An 7000M > x3100 but it has lots of incompatibility issues.
So I would prefer a c2d + x3100 to a turion + 7000m. Try to get a 7150m atleast.
And if you can wait, DO wait for Montevina and Puma.


----------



## vamsi360 (Jul 4, 2008)

how much time to be spent waiting for puma?

Yesterday my friend bought a Compaq Presario with intel Core Duo and X3100 after comparing it with Athlon X2 of same price range but not Turion X2.
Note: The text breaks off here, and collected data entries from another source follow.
PR #519, opened 2025-02-13
Test package installation in temporary virtual environment

### LINKED ISSUE #516: `test_pip_installable` test make persistent changes to environment test is run in

matt-graham:
Resolves #516 

Creates a virtual environment in temporary package directory and tests package installation in there rather than installing in parent environment tests are run from.

Calling `pip install` command by directly referencing Python executable in created virtual environment seems to work in terms of ensuring package is installed in `site-packages` of temporary virtual environment rather than parent environment (at least I no longer see a `cookiecutter-test` entry when running `pip list` after running tests) and it seemed non trivial to `source` the virtual environment script with `subprocess.run`.

### DIFF
--- a/pyproject.toml
+++ b/pyproject.toml
@@ -1,7 +1,3 @@
-[[tool.mypy.overrides]]
-ignore_missing_imports = true
-module = ["pytest_venv"]
-
 [tool.pytest.ini_options]
 addopts = [
     "--color=yes",
--- a/pyproject.toml
+++ b/pyproject.toml
@@ -1,3 +1,7 @@
+[[tool.mypy.overrides]]
+ignore_missing_imports = true
+module = ["pytest_venv"]
+
 [tool.pytest.ini_options]
 addopts = [
     "--color=yes",
@@ -54,6 +58,7 @@ env_run_base = {commands = [
 ], deps = [
     "cookiecutter",
     "pytest",
+    "pytest-venv",
 ], description = "Test package creation", skip_install = true}
 gh.python = {"3.11" = [
     "py311",
--- a/tests/test_package_generation.py
+++ b/tests/test_package_generation.py
@@ -110,10 +110,15 @@ def test_pip_installable(
     subprocess.run(  # noqa: S603
         [sys.executable, "-m", "venv", str(venv_path)], check=True
     )
+    # Location of virtual environment Python executable is OS dependent
+    if sys.platform == "win32":
+        venv_python = str(venv_path / "Scripts" / "python.exe")
+    else:
+        venv_python = str(venv_path / "bin" / "python")
     # Try to install package in virtual environment with pip
     pipinstall = subprocess.run(  # noqa: S603
         [
-            str(venv_path / "bin" / "python"),
+            venv_python,
             "-m",
             "pip",
             "install",
--- a/tests/test_package_generation.py
+++ b/tests/test_package_generation.py
@@ -5,6 +5,7 @@ import os
 import pathlib
 import shutil
 import subprocess
+import sys
 import typing
 
 import pytest
@@ -103,12 +104,16 @@ def test_pip_installable(
         "project_name": "Cookiecutter Test",
     }
     generate_package(config=test_config, path=tmp_path)
-
-    # Check project directory exists
     test_project_dir = tmp_path / "cookiecutter-test"
+    venv_path = test_project_dir / ".venv"
+    # Create temporary virtual environment
+    subprocess.run(  # noqa: S603
+        [sys.executable, "-m", "venv", str(venv_path)], check=True
+    )
+    # Try to install package in virtual environment with pip
     pipinstall = subprocess.run(  # noqa: S603
-        [  # noqa: S607
-            "python",
+        [
+            str(venv_path / "bin" / "python"),
             "-m",
             "pip",
             "install",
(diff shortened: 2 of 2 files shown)


matt-graham:
I don't think the link checker check fail is anything to do with changes in this PR as it doesn't change or add any URLs. It looks like it might be due to
```
[304] https://discord.com/ | Redirect (304 Not Modified): Not Modified
```
flagging `https://discord.com/` as a redirect, potentially because of the trailing slash?

samcunliffe (commented):
Looks great!

2 ± 1 things come to mind:
* Did you look at [`pytest-venv`](https://github.com/mmerickel/pytest-venv)? It's unfortunately not receiving so much dev (last commit ~2 years ago). But it (or something similar) might cut down on some of the boilerplate?
* Alternatively we could plop all of this into a fixture (i.e. do as they do in the `pytest-venv` plugin but with our own code.
* The whole package generation test... um is there a smarter way to do it (I appreciate that is less of a comment for this bugfix and more of a general unhelpful musing).

matt-graham:
>  * Did you look at [`pytest-venv`](https://github.com/mmerickel/pytest-venv)? It's unfortunately not receiving so much dev (last commit ~2 years ago). But it (or something similar) might cut down on some of the boilerplate?
>  * Alternatively we could plop all of this into a fixture (i.e. do as they do in the `pytest-venv` plugin but with our own code.

I hadn't come across `pytest-venv` and my cursory searching for `pytest temporary virtual environment` didn't throw it up, but it does look like it does exactly what we want including dealing with the Windows specific directory layout that caught me out. While the lack of recent commits is a bit of a flag, it is a very minimal package so can imagine there isn't too much that can break and so need maintenance. I'd be happy to add it as a test dependency rather than reinventing the wheel ourselves. Any opinions to the contrary?

paddyroddy:
> The whole package generation test... um is there a smarter way to do it

There must be. I do think it's currently causing more problems than it has solved.

Saransh-cpp:
There is https://github.com/hackebrot/pytest-cookies, but it is unmaintained as well (tho used for testing in https://github.com/osl-incubator/scicookie).

If we end up migrating to copier, we can use https://github.com/12rambau/pytest-copie.

matt-graham:
Updated to use `pytest_venv` fixture rather than manual solution. `mypy` was complaining that
```
error: Cannot find implementation or library stub for module named "pytest_venv"  [import-not-found]
```
so I added a manual override to ignore import. Alternative would be not to add a type annotation for `venv` argument and add a `noqa` comment to stop Ruff complaining about this.

matt-graham:
Link checker flaking again (tried one re-run) this time due to
```
[503] https://coveralls.io/pricing | Network error: Service Unavailable
```

paddyroddy:
> Link checker flaking again (tried one re-run) this time due to
> 
> ```
> [503] https://coveralls.io/pricing | Network error: Service Unavailable
> ```

Coveralls is currently down

samcunliffe (approved):
Nice!

I'd say the new dependency is worth it for the one-liner environmentisation of our messy tests. (I think I've invented "environmentisation".)

tests/test_package_generation.py
```diff
@@ -8,6 +8,7 @@
 import typing
 
 import pytest
+import pytest_venv
```
paddyroddy: What about this one-liner instead?
```suggestion
import pytest_venv  # type: ignore[import-not-found]
```

pyproject.toml
```diff
@@ -1,3 +1,7 @@
+[[tool.mypy.overrides]]
+ignore_missing_imports = true
+module = ["pytest_venv"]
```
paddyroddy: If we keep this, then I'd vote for splitting like this like the rest of the file. Means shorter diffs if we add to it and consistency.
```suggestion
module = [
	"pytest_venv",
]
```

paddyroddy (commented):
Nice, `pytest_venv` looks much neater than previous iteration

Saransh-cpp (approved):
Nice! 🚀

pyproject.toml
matt-graham: Have went with suggestion for inline ignore as seemed cleaner so marking this as resolved.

As far as I am concerned I use DELL Inspiron 1525 with Core 2 Duo and X3100 and found that the graphics is good for basic work.


----------



## Shikhar (Jul 4, 2008)

Actually I am stuck between 2 models of Compaq C770TU & V3702AU

C770TU Rs. 32000
T2370 Intel Pentium Dual Core 1.73 Ghz 1GB RAM 160GB HD DVDRW Wifi Free Dos 15.4 & Webcam Intel X3100 GMA

v3702au Rs. 36000
tl58/amd Turion x2 64 1.9Ghz 2GB RAM  160Gb DVDRW Wifi Bluetooth + Win Vista Home 14.1 & webcam +Nvidia Geforce Go7150M

2nd seems to be a lot better than the first but the trouble is the WinVista which I don't need. I am looking for Linux or DOS (eventually I will install one of the free Linux distros). I don't want to spend on Win Vista. Vista is adding to the price of V3702AU which could have definitely been Rs.3000 less without it.

I am coming across Acer laptops which have DOS or Linux as the OS and with Core 2 Duo and within my price range. So I wish to know, is Acer dependable???

Dell is off my mind as I was told by their dealer that I won't get any laptops without Win Vista and to add to that all of the core duo / core2 duo systems are above 38.5k.

I haven't come across Toshiba laptops as of now.

I hope u all contribute with ur valuable suggestions.


----------



## vamsi360 (Jul 4, 2008)

My friend bought that compaq model only man with intel dual core.
but for rs 30000
I think compaq doesnot offer you the best value for money as dell.So i suggest u go for dell and configure DELL Inspiron 1525.You will get Genuine VIsta instead of Compaq FreeDos.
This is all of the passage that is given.